PR #135, opened 2026-08-29
fix: repin cicaid-devtools to the wheel that actually exists

### LINKED ISSUE #134: CI broken: cicaid-devtools pinned to nonexistent v0.4.7 release
## What

`requirements-dev.txt` pins `cicaid-devtools` to a wheel URL that returns HTTP 404:

    cicaid-devtools @ https://github.com/leonarduk/cicaid/releases/download/v0.4.7/cicaid_devtools-0.4.7-py3-none-any.whl

`gh release list --repo leonarduk/cicaid` and `git ls-remote --tags` both show the latest published release is `v0.3.0` (2026-08-26) — `v0.4.7` was never tagged or released in that repo.

## Why

Every job that runs `pip install -r requirements-dev.txt` fails at that step in ~6 seconds: Lint Python Code, Run Tests (3.11), Run Tests (3.12), Security Scan, and the DeepSeek/GPT AI review jobs. `main` has been red since commit 7fa90ee (2026-08-22); the last green `python-ci` run was 9dfffd4 (2026-08-15).

## Impact

- No PR gets real lint/test/security signal right now
- Two AI review providers fail before they can post a review
- Contributors following `CONTRIBUTING.md`'s `pip install -r requirements-dev.txt` step hit the same 404 locally

## Fix

Repin to the wheel that actually exists on `v0.3.0`: `cicaid_devtools-0.3.0-py3-none-any.whl`. Verified locally that it installs cleanly and `cicaid --help` runs.

## Success looks like

- [ ] `pip install -r requirements-dev.txt` succeeds
- [ ] `python-ci.yml` is green on `main`

leonarduk:
## What

Repin `cicaid-devtools` in `requirements-dev.txt` from the nonexistent `v0.4.7` wheel to the real `v0.3.0` wheel.

## Why

`v0.4.7` was never tagged or released in `leonarduk/cicaid` — `git ls-remote --tags` and `gh release list` both stop at `v0.3.0`. Every CI job installing dev requirements has 404'd since this was set, taking `main` red since 2026-08-22 (7fa90ee) and blocking Lint, both test-matrix jobs, Security Scan, and the DeepSeek/GPT AI review jobs on every open PR.

## How

Verified locally: `pip install` of the `v0.3.0` wheel succeeds and `cicaid --help` runs.

## Files Affected

- `requirements-dev.txt`

## Success looks like

- [ ] `python-ci.yml` goes green on `main`
- [ ] Open PRs pick up real lint/test/security signal and AI reviews again

Fixes #134

### DIFF
--- a/.github/workflows/_ai-pr-review.yml
+++ b/.github/workflows/_ai-pr-review.yml
@@ -86,8 +86,8 @@ jobs:
 
       - name: Install cicaid-devtools
         env:
-          CICAID_WHEEL_URL: https://github.com/leonarduk/cicaid/releases/download/v0.7.8/cicaid_devtools-0.7.8-py3-none-any.whl
-          CICAID_WHEEL_SHA256: 40b407d76dd94d78f1d961bac73a3f90d57241466a6173392a0a0387ee8bdb27
+          CICAID_WHEEL_URL: https://github.com/leonarduk/cicaid/releases/download/v0.3.0/cicaid_devtools-0.3.0-py3-none-any.whl
+          CICAID_WHEEL_SHA256: 5b113d70851a58a8d6a9bbd6c1160b9569aadac486262140afedc75ecf7f179c
         run: |
           set -euo pipefail
           wheel_file="/tmp/$(basename "$CICAID_WHEEL_URL")"
--- a/requirements-dev.txt
+++ b/requirements-dev.txt
@@ -1,6 +1,6 @@
 # Shared repository automation. Keep this pinned to a published cicaid release so
 # local development and CI use the same issue/PR/review commands.
-cicaid-devtools @ https://github.com/leonarduk/cicaid/releases/download/v0.4.7/cicaid_devtools-0.4.7-py3-none-any.whl
+cicaid-devtools @ https://github.com/leonarduk/cicaid/releases/download/v0.3.0/cicaid_devtools-0.3.0-py3-none-any.whl
 
 # Tools used by .github/workflows/python-ci.yml.
 bandit


leonarduk:
Note on the remaining DeepSeek/GPT AI review failures on this PR: they're a separate, deeper bug than the version pin, not something this fix resolves.

**Root cause:** the review-specific modules the workflow imports (`cicaid_devtools.lib.deepseek_review`, `gpt_review`, `review_diff`, `review_comment`, `verdict`, `followups`, etc.) don't exist anywhere in the public `leonarduk/cicaid` package at any version — its own PyPI-style summary says so explicitly: *"GitHub issue/PR plumbing CLI (free shell) - the LLM review/triage engine is cicaid-pro"*. Confirmed by installing v0.3.0 locally: `cicaid_devtools.lib` only ships `github_issue_create`, `github_issues`, `github_repo`, `interactive`, `linked_issue`, `publish_pr` — no review modules.

Those modules live in a separate **private** sibling repo, `leonarduk/cicaid-pro`, which does have a real `v0.7.8` release — that's where the nonexistent-in-public version number in `_ai-pr-review.yml`'s `CICAID_WHEEL_URL` came from. The workflow is just pointed at the wrong repo (`cicaid` instead of `cicaid-pro`).

**Why it can't just be repointed:** `cicaid-pro` is private, so its release assets 404 on an unauthenticated `curl` (confirmed). `_ai-pr-review.yml` currently only has `secrets.GITHUB_TOKEN`, scoped to `ai-systems-lab` alone — it has no read access to `cicaid-pro`.

**To actually fix the AI review jobs:**
1. Add a repo secret (e.g. `CICAID_PRO_TOKEN`) — a PAT with read access to `leonarduk/cicaid-pro`.
2. Update `.github/workflows/_ai-pr-review.yml`'s `CICAID_WHEEL_URL`/`CICAID_WHEEL_SHA256` to point at a real `leonarduk/cicaid-pro` release (latest is `v0.13.1` as of 2026-08-28), and change the `curl` step to send `Authorization: token $CICAID_PRO_TOKEN` (or switch to `gh release download --repo leonarduk/cicaid-pro`, authenticated via that token).

Filing this as a note rather than a fix here since it needs a new secret only repo admin access can add.

PR #138, opened 2026-08-29
fix: install cicaid-devtools-pro from source with an authenticated PAT

### LINKED ISSUE #139: AI review jobs: cicaid-devtools-pro lives in a private repo and needs authenticated install
## What

After #134 fixed the `cicaid-devtools` wheel URL pins, DeepSeek and GPT review still failed. The reason: `review_diff`, `review_comment`, `deepseek_review` and `gpt_review` don't live in the public `cicaid-devtools` package at all — they're in `cicaid-devtools-pro`, in the **private** `leonarduk/cicaid-pro` repo.

## Why

Two separate problems, both real:

1. `_ai-pr-review.yml`'s wheel URL had always pointed at the wrong (public) repo — `cicaid-devtools-pro` was never there to find, at any version.
2. Even pointed at the right repo, `cicaid-pro` stopped attaching wheel release assets partway through its release history, so a wheel-asset pin can't work there regardless of version — it has to be installed from source against a tagged commit.
3. Reaching a private repo at all needs a credential the workflow didn't have: `secrets.gh_token` resolves to the default `GITHUB_TOKEN`, scoped only to `ai-systems-lab`.

## Fix

`CICAID_PRO_TOKEN` (a read-only PAT for `cicaid-pro`) has been added as a repo secret. The install step now does an authenticated `pip install ... @ git+https://github.com/leonarduk/cicaid-pro.git@<tag>`, with the credential injected via a per-command `GIT_CONFIG_COUNT`/`KEY`/`VALUE` override so it never touches the runner's persistent git config or appears in pip's log output.

## Success looks like

- [ ] DeepSeek and GPT review jobs run and post real reviews, not install failures
- [ ] Claude's review job (script-based, no cicaid-devtools-pro dependency) is unaffected

leonarduk:
## What

Install `cicaid-devtools-pro` from source in the AI review workflow, authenticated against the new `CICAID_PRO_TOKEN` repo secret, instead of trying to fetch it as a public wheel asset.

## Why

#134 fixed the `requirements-dev.txt` / `_ai-pr-review.yml` wheel-URL pins so they point at a version of `cicaid-devtools` that actually exists — that's why Lint, both test-matrix legs, Security Scan and CodeQL are green again. But DeepSeek and GPT review kept failing after that fix, for a reason the original issue didn't know about:

- `review_diff`, `review_comment`, `deepseek_review` and `gpt_review` don't live in the public `cicaid-devtools` package at all — they're in `cicaid-devtools-pro`, in the **private** `leonarduk/cicaid-pro` repo. `_ai-pr-review.yml`'s wheel URL had always pointed at the wrong (public) repo.
- Even pointed at the right repo, it wouldn't have worked: `cicaid-pro` stopped attaching wheel release assets from `v0.12.0` onward (2026-08-22 — the same day `main`'s CI went red), so a wheel-asset pin can't work there regardless of version.
- Reaching a private repo at all needs a credential the workflow didn't have: `secrets.gh_token` resolves to the default `GITHUB_TOKEN`, which GitHub scopes only to `ai-systems-lab` and can never read a different repo, private or not.

@leonarduk added `CICAID_PRO_TOKEN` (a read-only PAT for `cicaid-pro`) to unblock this.

## How

- New optional `cicaid_pro_token` secret on the reusable workflow. Optional because Claude's review path uses a vendored `.github/scripts` copy and never needed `cicaid-devtools-pro` — the install step exits cleanly when the token isn't supplied.
- Installs `cicaid-devtools-pro` from source via `pip install "... @ git+https://github.com/leonarduk/cicaid-pro.git@v0.13.1"`, pinned to a tag rather than a wheel asset — robust to `cicaid-pro`'s release pipeline changing again, since it only needs the tag to exist, not a built artifact.
- The token is injected via a global `git config url.insteadOf` rewrite rather than embedded in the pip requirement string, so it never appears in pip's own `Cloning ...` log line on this public repo. The rewrite is removed immediately after in a `trap`.

Verified locally end to end with a personal token standing in for the new secret: the authenticated `git+https` install works, and installing the free `cicaid-devtools` wheel first (already step 1) satisfies `cicaid-devtools-pro`'s dependency on `cicaid-devtools`, which isn't published to PyPI. All four target modules (`review_diff`, `review_comment`, `deepseek_review`, `gpt_review`) import successfully afterward.

## Files Affected

- `.github/workflows/_ai-pr-review.yml`
- `.github/workflows/deepseek-pr-review.yml`
- `.github/workflows/gpt-pr-review.yml`
- `.github/workflows/claude-pr-review.yml`

## Success looks like

- [ ] DeepSeek and GPT review jobs go green on this PR
- [ ] Claude's review job (once `ANTHROPIC_API_KEY` exists) is unaffected — still skips cleanly, doesn't need the new token

Fixes #139

### DIFF
--- a/.github/workflows/_ai-pr-review.yml
+++ b/.github/workflows/_ai-pr-review.yml
@@ -57,6 +57,9 @@ on:
       gh_token:
         description: "Token used for gh CLI calls (PR/issue read and write)"
         required: true
+      cicaid_pro_token:
+        description: "Read-only PAT for the private leonarduk/cicaid-pro repo, used to install cicaid-devtools-pro (the review_module engine). Optional: omit for script-based providers like Claude that don't use a cicaid-devtools review_module."
+        required: false
 
 # github.workflow resolves to the *calling* workflow's name (DeepSeek/GPT PR
 # Review), so this groups per-provider without cross-cancelling other
@@ -94,6 +97,29 @@ jobs:
           curl -fsSL "$CICAID_WHEEL_URL" -o "$wheel_file"
           echo "$CICAID_WHEEL_SHA256  $wheel_file" | sha256sum -c -
           python -m pip install "$wheel_file"
+
+      - name: Install cicaid-devtools-pro
+        env:
+          # cicaid-devtools-pro (the LLM review/triage engine backing the
+          # review_module providers below) lives in the private
+          # leonarduk/cicaid-pro repo and, since v0.12.0, no longer publishes
+          # wheel release assets - it has to be installed from source against
+          # a tagged commit instead. Bump CICAID_PRO_REF when a new pro
+          # release is cut.
+          CICAID_PRO_REF: v0.13.1
+          CICAID_PRO_TOKEN: ${{ secrets.cicaid_pro_token }}
+        run: |
+          set -euo pipefail
+          if [ -z "${CICAID_PRO_TOKEN:-}" ]; then
+            echo "cicaid_pro_token not supplied - skipping cicaid-devtools-pro install (expected for script-based providers, e.g. Claude, that don't use a review_module)."
+            exit 0
+          fi
+          # Route github.com over HTTPS through the token via credential
+          # rewriting rather than embedding it in the pip requirement string,
+          # so it never appears in pip's own "Cloning ..." log line.
+          git config --global "url.https://x-access-token:${CICAID_PRO_TOKEN}@github.com/.insteadOf" "https://github.com/"
+          trap 'git config --global --unset "url.https://x-access-token:${CICAID_PRO_TOKEN}@github.com/.insteadOf"' EXIT
+          python -m pip install "cicaid-devtools-pro @ git+https://github.com/leonarduk/cicaid-pro.git@${CICAID_PRO_REF}"
 
       - name: Get linked issue body
         id: issue
--- a/.github/workflows/_ai-pr-review.yml
+++ b/.github/workflows/_ai-pr-review.yml
@@ -101,11 +101,11 @@ jobs:
       - name: Install cicaid-devtools-pro
         env:
           # cicaid-devtools-pro (the LLM review/triage engine backing the
-          # review_module providers below) lives in the private
-          # leonarduk/cicaid-pro repo and, since v0.12.0, no longer publishes
-          # wheel release assets - it has to be installed from source against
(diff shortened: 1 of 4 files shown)


leonarduk:
Responding to DeepSeek's latest review, since its recommendation this round directly contradicts its own recommendation from two reviews ago — worth resolving explicitly rather than oscillating further.

**Round 2** flagged the original approach (`pip install "... @ git+https://x-access-token:${TOKEN}@github.com/..."`, token embedded in the URL) as a security risk and suggested `actions/checkout` as a safer alternative — quoting: *"clone via `actions/checkout` with the PAT."*

**Round 3** (this one) flags `actions/checkout` — the change made specifically in response to round 2 — and suggests going back to the URL-embedding approach round 2 called a security risk.

Whichever mechanism is used, GitHub Actions has exactly two credential-injection primitives for git over HTTPS: embed it in the URL, or write it to git config (which is what `actions/checkout` does internally — a base64 `Authorization` header under `http.https://github.com/.extraheader`, confirmed in this job's own logs at `git config --local --name-only --get-regexp http\.https\:\/\/github\.com\/\.extraheader`). There is no third option that avoids both.

On the substance of round 3's claim: yes, the token is present in `.git/config` for `cicaid-pro-src` during the job, readable by anything with filesystem access in that job. That's also exactly how this same job's own primary checkout of `ai-systems-lab` has handled `GITHUB_TOKEN` from the start (same `actions/checkout` action, same mechanism, unconditionally, for every job in this file). It's the accepted, standard trust boundary of a single GitHub Actions job — not a gap this PR introduces, and not something either of DeepSeek's two suggested mechanisms actually closes.

Holding `actions/checkout` as the right call here: it reuses well-tested, already-present credential handling (including the post-job cleanup visible in these same logs) instead of a bespoke mechanism, and it's the more idiomatic pattern for exactly this scenario (checking out a private companion repo with a scoped PAT in CI).

Not adopting the other two open suggestions: a pre-flight `git ls-remote` check would duplicate validation `actions/checkout` already performs as its first action (a bad token or ref fails immediately with a clear git error); moving `CICAID_PRO_REF` to a repository variable is inconsistent with this file's existing pinned `CICAID_WHEEL_URL`/`CICAID_WHEEL_SHA256` convention two steps above it.

PR #240, opened 2026-09-16
[Issue #44] Move `GPU_COST_POWER_DEFAULTS` into a separate JSON file for easier user customization.

### LINKED ISSUE #44: Move `GPU_COST_POWER_DEFAULTS` into a separate JSON file for easier user customization.
# Move `GPU_COST_POWER_DEFAULTS` into a separate JSON file for easier user customization

## What

Currently, the GPU power and cost default values (likely a hardcoded dictionary named `GPU_COST_POWER_DEFAULTS` in `llm_cost_comparison.py` or a config module) are defined directly in Python code. This change extracts those defaults into a new JSON file (e.g., `gpu_power_defaults.json`) and updates the loading logic to read from that file. The `pricing.json` file (which holds model pricing) remains untouched; this is a separate configuration concern.

## Why

- **Maintainability**: Users should be able to adjust GPU power consumption and cost assumptions without editing Python code. A dedicated JSON file follows the same pattern already established for `pricing.json`.
- **Correctness risk**: Hardcoded defaults may be overlooked when updating hardware assumptions; externalizing them reduces the chance of stale values.
- **Customization**: Users with non‑standard GPUs or power costs can simply copy and modify the JSON file instead of patching source code.

## How

1. Create `projects/05-llm-cost-comparison/gpu_power_defaults.json` with the same structure as the current `GPU_COST_POWER_DEFAULTS` dictionary. Use the same keys/values and include an `as_of` date and a `note` field for consistency with `pricing.json`.
2. In the module that currently defines `GPU_COST_POWER_DEFAULTS` (likely `llm_cost_comparison.py` or a helper module), replace the hardcoded dict with a function that loads the JSON file using the same pattern already used for `pricing.json` (e.g., `json.load(open(...))` with a sensible default path).
3. Update the `load_pricing` (or equivalent) entry point to also load the GPU defaults file, or load it separately where needed.
4. Update all references that currently use the hardcoded dictionary to use the loaded data (the variable name may change but the API stays the same).
5. Add the new file path to any test fixtures that mock file loading, and ensure tests that verify GPU defaults now read from the JSON file instead of the in‑code constant.
6. Document the new file in the README (e.g., under "Configuration" or "Customising GPU Assumptions").

## Constraints

- **Do not break existing tests**: All 89 tests must still pass. The loading function must return exactly the same data structure (dict with same keys/values) as the hardcoded constant.
- **Keep `pricing.json` unchanged**: This issue is strictly about GPU power/cost defaults. Do not move any pricing data.
- **Backward compatibility**: Existing users who have never modified the code should see no difference in behavior. The new file should be loaded relative to the project root (or the same folder as the script) to match how `pricing.json` is located.
- **Out of scope**: Any changes to the Octopus Agile lookup, timing documentation, or other follow‑ups from the

## Implementation notes

FILES: projects/05-llm-cost-comparison/gpu_power_defaults.json, projects/05-llm-cost-comparison/llm_cost_comparison.py, projects/05-llm-cost-comparison/test_llm_cost_comparison.py, projects/05-llm-cost-comparison/README.md
DONE: `GPU_COST_POWER_DEFAULTS` is extracted into a new `gpu_power_defaults.json` (with `as_of` and `note` fields) loaded via the same pattern as `pricing.json`, all references use the loaded data, existing tests pass unchanged, and the README documents the new file.

leonarduk:
## What
Extracts the hardcoded `GPU_COST_POWER_DEFAULTS` tuple from `llm_cost_comparison.py` into a new `gpu_power_defaults.json` file, and adds a `load_gpu_defaults()` function that reads it. `lookup_gpu_defaults()` now accepts an optional `defaults` argument and loads from the JSON file by default. The README gains a "Customising GPU assumptions" section documenting the file's shape and behavior.

## Why
Users previously had to edit Python source to adjust GPU price/power assumptions for their hardware or region. Externalizing these values into a JSON file mirrors the existing `pricing.json` pattern, reduces the risk of stale hardcoded values, and lets users customize assumptions without touching code.

## Approach
- Followed the established `load_pricing` pattern: a module-level `DEFAULT_GPU_DEFAULTS_PATH` next to the script, `json.load` with a `try/except`, and a tuple return type matching the old constant's shape so downstream code is unchanged.
- Kept a `_FALLBACK_GPU_COST_POWER_DEFAULTS` tuple mirroring the shipped JSON, so a missing or malformed file degrades gracefully and existing users see no behavior change.
- Made `lookup_gpu_defaults` accept an optional `defaults` parameter (defaulting to a fresh load) to keep the function testable without monkeypatching file I/O.
- Skipped malformed individual entries rather than failing the whole load, and fell back to the built-in defaults if the parsed list is empty.
- Rejected keeping the constant as the source of truth with the JSON as an override, since that would leave two places to update and defeat the maintainability goal.

## Testing
Added five tests covering: loading the shipped JSON file, fallback on missing file, fallback on invalid JSON, loading a custom file and matching against it, and passing an explicit defaults tuple to `lookup_gpu_defaults`. Existing tests (including `test_lookup_gpu_defaults_case_insensitive`) continue to pass unchanged.

## Checklist
- [x] Tests added/updated
- [x] Docs updated if needed
- [x] No breaking changes

---

Closes #44


leonarduk:
Both blocking findings were right, and chasing the first one turned up a related bug the review didn't reach. Addressed in `5d55834`.

**1. `AttributeError` on valid-but-non-object JSON — confirmed and fixed.** `json.load` returns whatever the file holds, and `.get` was called on it unconditionally, so `[1,2,3]`, `"hello"`, `42` and `null` all raised instead of falling back. The top level and the `"gpus"` value are both shape-checked now. Six cases are parametrized in `test_load_gpu_defaults_falls_back_on_wrong_shape`.

**2. "Silent per-entry drop is a real footgun" — agreed, and it was worse than described.** The review called it non-blocking; it is the more damaging of the two bugs. The entire justification for this PR is letting users edit the file, and the old code's response to a user getting an edit slightly wrong was to discard it without a word. If it was their only entry, the shipped defaults came back and the tool behaved exactly as if they had never edited anything. They would see their card fail to match and have no way to find out why.

The rule now distinguishes the two cases, which is the distinction that was missing:

| file state | behaviour |
|---|---|
| absent | fall back, **silently** — this is the out-of-the-box state, not a mistake |
| unparseable / wrong shape / no usable entries | warn on stderr, fall back |
| one entry bad, others fine | warn naming `gpus[<index>]`, keep the rest |

The run is never aborted. That is a deliberate divergence from `load_pricing`, which raises `ConfigError` — and worth stating plainly, because **the PR description's claim to have "followed the established `load_pricing` pattern" was wrong about the part that matters.** `load_pricing` raises on both a missing file and invalid JSON; this silently swallowed both. The divergence is justified, but by the difference in stakes, not by precedent: without pricing nothing can be computed, whereas these values only prefill prompts the user can override, so aborting a costing run over them would be disproportionate.

**3. The `GPU_COST_POWER_DEFAULTS` rename — fixed, though not by aliasing.** Nothing in the repo imports it (grepped), but the review is right that renaming a public-looking symbol is gratuitous here. An alias pointing at `_FALLBACK_GPU_COST_POWER_DEFAULTS` would have been the wrong repair, though: it would hand a caller the hardcoded copy rather than what the user's file says, so anyone who edited the JSON would silently get stale numbers — a quieter bug than the `NameError`. Instead the public name is restored and now holds the *loaded* defaults, so it means what it says and the config file stays the source of truth. `_FALLBACK_...` keeps its underscore, which it has earned.

**4. Drift between the fallback tuple and the shipped JSON — test added.** `test_fallback_gpu_defaults_match_shipped_json` asserts they are equal. Duplication is tolerable only while something enforces the agreement, and nothing did.

**One bug neither review round caught.** Externalising the labels broke the matching the README documents. `lookup_gpu_defaults` upper-cases the detected card name and tests `label in name`, so a lower-case label can never match. That was invisible while the labels lived in Python as an uppercase-by-convention constant; the moment users are invited to type their own, `"rtx 5090"` becomes a completely reasonable thing to write, and it would have silently never matched. Labels are upper-cased at load, and `test_load_gpu_defaults_upper_cases_user_supplied_labels` covers it. `bool` and non-positive numbers are rejected for `cost_usd`/`power_watts` in the same pass — `float(True)` is `1.0`, and a zero-watt GPU is a typo, not a configuration.

**Verification.** All nine new guards were mutation-tested: each was removed in turn and the suite re-run. Every one left a test failing — no survivors. 188 passed (162 on `main`). README updated to describe the warning behaviour, the positive-number rule, and why ordering matters (`RTX 4080 SUPER` before `RTX 4080`, or the shorter label swallows the match).

---

leonarduk:
Right, and a good catch. Fixed in `69f05ca`.

`UnicodeDecodeError` subclasses `ValueError`, not `OSError`, so `except (json.JSONDecodeError, OSError)` missed it entirely and a file saved as UTF-16 or Latin-1 crashed with a traceback. Confirmed the MRO rather than taking it on trust:

```
(<class 'UnicodeDecodeError'>, <class 'UnicodeError'>, <class 'ValueError'>, <class 'Exception'>)
```

The clause now catches `ValueError`, which subsumes `json.JSONDecodeError` as well, with a comment recording why the obvious narrower tuple is wrong. `test_load_gpu_defaults_falls_back_on_non_utf8_file` is parametrized over `utf-16` and `latin-1` and written with `write_bytes`, since `write_text` would only reproduce it by accident.

What makes this finding worth more than the fix is that it is a contract violation I introduced. The README paragraph added in the previous round says a file that is "present but unusable" warns and falls back; a non-UTF-8 file is exactly that, and the code did not honour it. Widening the documented promise while leaving a decode path outside the handler is the same shape of error as the original `.get`-on-a-list — a claim in prose that the `except` clause does not actually cover.

Mutation-verified: restoring `(json.JSONDecodeError, OSError)` fails the new test and nothing else.

190 passed (162 on `main`).

On the follow-up suggestion about `load_pricing`: I would leave its raise-on-error behaviour as it is. The asymmetry is deliberate and is now argued in `load_gpu_defaults`'s own docstring — pricing is load-bearing for every number the tool prints, so continuing without it would produce a comparison of nothing, while these defaults only prefill overridable prompts. Worth a comment near `load_pricing` pointing at that reasoning, but that belongs in its own change rather than widening this one.

---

### DIRECTIONS FOR THIS TASK
Please return all lines in the material above that include the word "stopped".

### ANSWER SPACE
2. Even pointed at the right repo, `cicaid-pro` stopped attaching wheel release assets partway through its release history, so a wheel-asset pin can't work there regardless of version — it has to be installed from source against a tagged commit.
- Even pointed at the right repo, it wouldn't have worked: `cicaid-pro` stopped attaching wheel release assets from `v0.12.0` onward (2026-08-22 — the same day `main`'s CI went red), so a wheel-asset pin can't work there regardless of version.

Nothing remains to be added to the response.